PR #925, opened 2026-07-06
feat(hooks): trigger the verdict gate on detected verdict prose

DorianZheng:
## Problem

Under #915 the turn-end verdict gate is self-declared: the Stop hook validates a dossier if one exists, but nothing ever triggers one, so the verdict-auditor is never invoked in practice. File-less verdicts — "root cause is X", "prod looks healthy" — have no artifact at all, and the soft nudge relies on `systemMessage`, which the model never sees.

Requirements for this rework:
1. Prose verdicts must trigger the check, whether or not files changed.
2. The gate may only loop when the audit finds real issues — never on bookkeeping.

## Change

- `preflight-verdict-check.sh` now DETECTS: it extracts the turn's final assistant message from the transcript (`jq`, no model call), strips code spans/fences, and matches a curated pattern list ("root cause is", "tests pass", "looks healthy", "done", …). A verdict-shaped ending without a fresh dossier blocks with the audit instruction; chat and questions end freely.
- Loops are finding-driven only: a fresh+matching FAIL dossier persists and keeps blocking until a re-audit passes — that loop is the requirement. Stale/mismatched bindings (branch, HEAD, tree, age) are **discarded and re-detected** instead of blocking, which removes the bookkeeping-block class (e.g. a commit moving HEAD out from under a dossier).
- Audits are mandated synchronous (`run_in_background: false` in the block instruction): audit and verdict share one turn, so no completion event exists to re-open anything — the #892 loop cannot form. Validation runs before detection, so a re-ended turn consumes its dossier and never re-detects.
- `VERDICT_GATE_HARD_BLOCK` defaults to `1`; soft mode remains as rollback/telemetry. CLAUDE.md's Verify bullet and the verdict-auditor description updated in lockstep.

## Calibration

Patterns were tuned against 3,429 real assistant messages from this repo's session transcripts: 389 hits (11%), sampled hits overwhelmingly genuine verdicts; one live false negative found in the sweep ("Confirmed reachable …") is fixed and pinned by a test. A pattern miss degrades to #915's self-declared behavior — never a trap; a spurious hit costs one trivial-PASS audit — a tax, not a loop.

.....

### Aim of the exercise
The entries above should be set down again exactly as they appear.

### Exercise response
PR #925, opened 2026-07-06
feat(hooks): trigger the verdict gate on detected verdict prose

DorianZheng:
## Problem

Under #915 the turn-end verdict gate is self-declared: the Stop hook validates a dossier if one exists, but nothing ever triggers one, so the verdict-auditor is never invoked in practice. File-less verdicts — "root cause is X", "prod looks healthy" — have no artifact at all, and the soft nudge relies on `systemMessage`, which the model never sees.

Requirements for this rework:
1. Prose verdicts must trigger the check, whether or not files changed.
2. The gate may only loop when the audit finds real issues — never on bookkeeping.

## Change

- `preflight-verdict-check.sh` now DETECTS: it extracts the turn's final assistant message from the transcript (`jq`, no model call), strips code spans/fences, and matches a curated pattern list ("root cause is", "tests pass", "looks healthy", "done", …). A verdict-shaped ending without a fresh dossier blocks with the audit instruction; chat and questions end freely.
- Loops are finding-driven only: a fresh+matching FAIL dossier persists and keeps blocking until a re-audit passes — that loop is the requirement. Stale/mismatched bindings (branch, HEAD, tree, age) are **discarded and re-detected** instead of blocking, which removes the bookkeeping-block class (e.g. a commit moving HEAD out from under a dossier).
- Audits are mandated synchronous (`run_in_background: false` in the block instruction): audit and verdict share one turn, so no completion event exists to re-open anything — the #892 loop cannot form. Validation runs before detection, so a re-ended turn consumes its dossier and never re-detects.
- `VERDICT_GATE_HARD_BLOCK` defaults to `1`; soft mode remains as rollback/telemetry. CLAUDE.md's Verify bullet and the verdict-auditor description updated in lockstep.

## Calibration

Patterns were tuned against 3,429 real assistant messages from this repo's session transcripts: 389 hits (11%), sampled hits overwhelmingly genuine verdicts; one live false negative found in the sweep ("Confirmed reachable …") is fixed and pinned by a test. A pattern miss degrades to #915's self-declared behavior — never a trap; a spurious hit costs one trivial-PASS audit — a tax, not a loop.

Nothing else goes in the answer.